We can define the distance between two points in ways other than euclidean. In the plane, the $L_m$-distance between points $p_1$ and $p_2$ is given by the expression $(|x_1 - x_2|^m + |y_1 - y_2|^m)^{1 / m}$. Euclidean distance, therefore, is $L_2$-distance. Modify the closest-pair algorithm to use the $L_1$-distance, which is also known as the Manhattan distance.

In the analysis of the algorithm, most of it goes through just based on the triangle inequality. The only main point of difference is in looking at the number of points that can be fit into a $\delta \times 2\delta$ rectangle. In particular, we can cram in two more points than the eight shown into the rectangle by placing points at the centers of the two squares that the rectangle breaks into. This means that we need to consider points up to $9$ away in $Y'$ instead of $7$ away. This has no impact on the asymptotics of the algorithm and it is the only correction to the algorithm that is needed if we switch from $L_2$ to $L_1$.


Given two points $p_1$ and $p_2$ in the plane, the $L_\infty$-distance between them is given by $\max(|x_1 - x_2|, |y_1 - y_2|)$. Modify the closest-pair algorithm to use the $L_\infty$-distance.

We can simply run the divide and conquer algorithm described in the section, modifying the brute force search for $|P| \le 3$ and the check against the next $7$ points in $Y'$ to use the $L_\infty$ distance. Since the $L_\infty$ distance between two points is always less than the euclidean distance, there can be at most $8$ points in the $\delta \times 2\delta$ rectangle which we need to examine in order to determine whether the closest pair is in that box. Thus, the modified algorithm is still correct and has the same runtime.


Suppose that $\Omega(n)$ of the points given to the closest-pair algorithm are covertical. Show how to determine the sets $P_L$ and $P_R$ and how to determine whether each point of $Y$ is in $P_L$ or $P_R$ so that the running time for the closest-pair algorithm remains $O(n\lg n)$.

We select the line $l$ so that it is roughly equal, and then, we won't run into any issue if we just pick an arbitrary subset of the vertices that are on the line to go to one side or the other.

Since the analysis of the algorithm allowed for both elements from $P_L$ and $P_R$ to be on the line, we still have correctness if we do this. To determine what values of $Y$ belong to which of the set can be made easier if we select our set going to $P_L$ to be the lowest however many points are needed, and the $P_R$ to be the higher points. Then, just knowing the index of $Y$ that we are looking at, we know whether that point belonged to $P_L$ or to $P_R$.
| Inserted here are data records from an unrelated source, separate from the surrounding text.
PR #289, opened 2016-11-14
LinuxFile impl - Alternative interface for ioctl devices

colinrgodsey:
This PR offer an extension of java's RandomAccessFile, which provides JNI methods for accessing: mmap/munmap, ioctl (structured et al), errno/strerr.

Should address: #262 and #260 

This implementation currently needs some cleanup, but is otherwise totally functional:
* Formatting
* Cleaner impl for mmap'd ByteBuffers. Should be able to explicitly munmap them, and should be able to be casually GC'd (like the NIO mmap BB impl, but with explicit unmapping supprt)
* mmap'd buffers should maybe close when the file descriptor is closed? Not sure. Most mmap drivers allow the mapped region to be open after the FD is closed, so not sure.
* Might need a cleaner impl with I2CBus and I2CDevice. I've been recently using LinuxFile directly in my project, so haven't *completely* verified the I2Cxxx classes (although I was using them for a bit just fine).
* Some of the comments are wrong, and the example in the comments for structured ioctl is definitely wrong. Could probably just make a wiki article for the 'how to' and link there.

Example I2C device impl using just LinuxFile (again, pardon my scala...):

EDIT: the provided sample references I2CConstants, which is the java-ized version of i2c-dev.h

https://gist.github.com/colinrgodsey/71bf701e33deeb7ebcf38a2b146e345f


savageautomate:
Do you feel that this change set is ready to be merged into master?

Thanks, Robert

natdan:
Hi Robert, I believe it is but I am struggling to find time to test it. Could you, please, give me another weekend or so.

savageautomate:
Sure thing .. no rush really. I was just trying to close out some of the open tickets.  :-)

colinrgodsey:
I'm also back on the radar now- going to try and produce a cleaner version of this at some point tonight. I think I finally figured out how to handle mmap'd ByteBuffers in a sorta sane way. 

The goal with the buffers is to allow them to be GC'd without thought, or to be explicitly unmapped via the LinuxFile interface. The issue with the explicit unmapping is being able to invalidate the existing ByteBuffer at that time- otherwise it hangs around with a pointer to some random chunk of memory- potential issues there for sure.

So, I'm thinking that upon explicitly unmapping, I can reset the pointer back to 0. This will cause the ByteBuffer to throw an exception (un-initialized exception, i think) upon access.

natdan:
This is now manually merged in. I'll close it for now.

savageautomate:
Please see issue: https://github.com/Pi4J/pi4j/issues/310

jvalkeal:
@colinrgodsey 

Right so my error was thrown from 
```
} catch (NoSuchFieldException e) {
    throw new InternalError();
```
It might have been good idea to pass exception instead of error out with empty `InternalError`. 

Not sure how this was supposed to work(think `cleaner` doesn't exist in `Buffer`) as generally accessing fields via reflection is very very bad idea. I do it in tests but never in a framework code.
```
public abstract class Buffer {

    /**
     * The characteristics of Spliterators that traverse and split elements
     * maintained in Buffers.
     */
    static final int SPLITERATOR_CHARACTERISTICS =
        Spliterator.SIZED | Spliterator.SUBSIZED | Spliterator.ORDERED;

    // Invariants: mark <= position <= limit <= capacity
    private int mark = -1;
    private int position = 0;
    private int limit;
    private int capacity;

    // Used only by direct buffers
    // NOTE: hoisted here for speed in JNI GetDirectBufferAddress
    long address;

    // Creates a new buffer with the given mark, position, limit, and capacity,
    // after checking invariants.
    //
    Buffer(int mark, int pos, int lim, int cap) {       // package-private
```

PR #306, opened 2017-02-09
String values are compares using "==", not equals

vbauer:


savageautomate (commented):
Any benefit of using Objects.equals() vs the String::equals() method ... like pin.getName().equals(getName())  ?

natdan:
Hi, nicely spotted but your suggestion is not the best. Instead of Object.equals we should really have "64".equals(System.getProperty(...) kind of code. Do you want to make another pull request, fix this one or leave this to me? :)

savageautomate:
@natdan,

@vbauer is using ```Objects.equals``` which I believe delegates to the "equal" method of the first argument.  (Don't feel bad ... I had to look it up :-) )

vbauer:
> Hi, nicely spotted but your suggestion is not the best. Instead of Object.equals we should really have "64".equals(System.getProperty(...) kind of code. Do you want to make another pull request, fix this one or leave this to me? :)

No problem, I've just updated this PR

> @vbauer is using Objects.equals which I believe delegates to the "equal" method of the first argument

Yes, it is just a null-safe way to check equality

natdan:
@savageautomate Yes, I you are right Object.equals can easily do the job. It is just suggestion to follow construct/pattern/best practice(?) used in Java the most. Object.equals is perfect if any of two arguments can be null. When we have one constant string then the easiest way is:

`"string".equals(object)`

We know "string" is never null and equals method of the string caters for nulls of argument. As I said - just pattern I've been dealing with last 20 years of coding in Java...

natdan:
@vbauer cool! 👍 

BTW just just reminded me of another ocd-alike change we can do:

Where it makes sense to statically import static methods. In above case Object.equals - importing equals is quite fine. Rule of thumb I've been using for a while regarding static imports is:

1. IDE nicely hides imports so we don't worry having more lines of code - they are not visible in everyday coding
2. Importing well known, frequently used methods is fine. Methods like Arrays.asList, org.junit.Asserts.assertXXX, in unit tests matchers like is(), any(), etc... 
3. With some other things - if methods is clear and descriptive: MyEntityObject.newMyEntityObject is good candidate as code would read x = newMyEntityObject()  (don't quote me on example - it is not the best)
4. And don't if method is way to generic and it would be hard to deduct. For instance for immutables generated method is ImmutableMyTransferObject.builder() importing just "builder()" means very little as we have no idea what type it is...

I've merged your changes now and when I get chance I'll look into this clean up, too. But feel free to give it a go if you suffer of same (OCD) as I do O: )

PR #309, opened 2017-02-10
Update Maven plugins

vbauer:
Minimum version of Maven was also configured in the "prerequisites" section
It it the minimal version which is required by all plugins

```
[INFO]
[INFO] Require Maven 3.0.5 to use the following plugin updates:
[INFO]   org.apache.felix:maven-bundle-plugin .......................... 3.2.0
[INFO]
[INFO]
```

### DIFF
--- a/pom.xml
+++ b/pom.xml
@@ -99,6 +99,11 @@
 		<module>pi4j-distribution</module>
 	</modules>
 
+    <!-- PROJECT PREREQUISITES -->
+	<prerequisites>
+		<maven>3.0.5</maven>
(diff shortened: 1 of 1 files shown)


savageautomate:
I'll have to pull this change down locally later tonight and test a full snapshot release build to make sure all the updated plugins continue to work for a full build.  I remember having some trouble a while back when upgrading to newer plugins.  Those issues may have already been resolved so hopefully a merge of this PR will be coming later tonight.  Thanks, Robert

vborcea (approved):

Issue #310, opened 2017-02-12
InternalError with LinuxFile


jvalkeal:
Ok, looks like something got broken in master possibly with https://github.com/Pi4J/pi4j/commit/65e541bc393c45db1108b60c0154729bbcc5ef0e#diff-e64dac8dc75e58e99bd691f019538a6b or something else with related changes with a `LinuxFile` because I'm now getting
```
java.lang.InternalError: null
	at com.pi4j.io.file.LinuxFile.<clinit>(LinuxFile.java:87) ~[pi4j-core-1.2-SNAPSHOT.jar!/:na]
	at com.pi4j.io.i2c.impl.I2CBusImpl.open(I2CBusImpl.java:123) ~[pi4j-core-1.2-SNAPSHOT.jar!/:na]
	at com.pi4j.io.i2c.impl.I2CProviderImpl.getBus(I2CProviderImpl.java:48) ~[pi4j-core-1.2-SNAPSHOT.jar!/:na]
	at com.pi4j.io.i2c.I2CFactory.getInstance(I2CFactory.java:76) ~[pi4j-core-1.2-SNAPSHOT.jar!/:na]
	at com.pi4j.component.lcd.impl.I2CLcdDisplay.<init>(I2CLcdDisplay.java:131) ~[pi4j-device-1.2-SNAPSHOT.jar!/:na]
```

Just a head up as I didn't have time to investigate further. This `LinuxFile` looks to be a new stuff.

colinrgodsey:
@jvalkeal what JVM and version are you using? The calls that are failing are reflection calls to an internal API, which i fear might not exist in the version you're using.

jvalkeal:
```
$ java -version
java version "1.8.0_65"
Java(TM) SE Runtime Environment (build 1.8.0_65-b17)
Java HotSpot(TM) Client VM (build 25.65-b01, mixed mode)
```
This is the arm version but code is same for all later versions afaik.

jvalkeal:
I quickly went through jdk7/jdk8/jdk9 sources and none have that `cleaner` field in `java.nio.Buffer`.

colinrgodsey:
@jvalkeal you know, you're absolutely right about that one. im very confused now how I got this build running for test at all. its starting to look like i leaked some untested commit into that last release branch. will get a fix branch up soon

colinrgodsey:
[...]

PR #314, opened 2017-02-15
Fix LinuxFile reflection init (#310)

colinrgodsey:
**Addresses #310, related to new LinuxFile implementation merged in with #289**

Fixes incorrect java reflection field lookup in the LinuxFile static initialization. 

Not sure how this snuck past testing, but I was sure to test the fail case this time, along with the fix.

### DIFF
--- a/pi4j-core/src/main/java/com/pi4j/io/file/LinuxFile.java
+++ b/pi4j-core/src/main/java/com/pi4j/io/file/LinuxFile.java
@@ -75,7 +75,7 @@ public class LinuxFile extends RandomAccessFile {
 
             addressField = Buffer.class.getDeclaredField("address");
             capacityField = Buffer.class.getDeclaredField("capacity");
-            cleanerField = Buffer.class.getDeclaredField("cleaner");
+            cleanerField = dbb.getDeclaredField("cleaner");
             directByteBufferConstructor = dbb.getDeclaredConstructor(
                     new Class[] { int.class, long.class, FileDescriptor.class, Runnable.class });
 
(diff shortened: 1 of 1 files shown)


jvalkeal:
I'll try this later this week(work life getting in a way).

Btw what's a motivation to use reflection as it's something you should not do against java framework libs. Most tools flags these as errors. Also I believe most of  `sun.misc.*` stuff is going to get removed with jdk9 http://openjdk.java.net/jeps/260

colinrgodsey:
So the cleaner specific stuff is for there mostly for mmap, for video support. Unfortunately FileChannel doesn't support mmap on files with undefined size (tries to make them larger), which doesn't work for the V4L2 devices. 

Long story short, we're having to hack the DirectByteBuffer a bit... which most likely isn't a maintainable option, but should work for the moment.  There should hopefully be a better option in the future, but worst case scenario if the apis go missing, we throw a friendly error and not just pop a bunch of InternalErrors. 

Overall, the memory-mapped buffer implementation is still being thought over... I will definitely take java 9 and a reflection-less solution into consideration. Portability would be nice. The mmap stuff should probably have been removed before the LinuxFile release anyways, given I still don't feel great about the impl.

colinrgodsey:
I'm going to jump the gun and merge this in now, as it is effectively bricking I2C on master.

savageautomate:
FYI, new 1.2-SNAPSHOT build now deployed that include these changes.

colinrgodsey:
👍  thanks @savageautomate

jvalkeal:
@colinrgodsey just tried latest snapshot, all good!

colinrgodsey:
great!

Suggest a change to the closest-pair algorithm that avoids presorting the $Y$ array but leaves the running time as $O(n\lg n)$. ($\textit{Hint:}$ Merge sorted arrays $Y_L$ and $Y_R$ to form the sorted array $Y$.)

In addition to returning the distance of the closest pair, the modify the algorithm to also return the points passed to it, sorted by $y$-coordinate, as $Y$. To do this, merge $Y_L$ and $Y_R$ returned by each of its recursive calls. If we are at the base case, when $n \le 3$, simply use insertion sort to sort the elements by y-coordinate directly. Since each merge takes linear time, this doesn't affect the recursive equation for the runtime.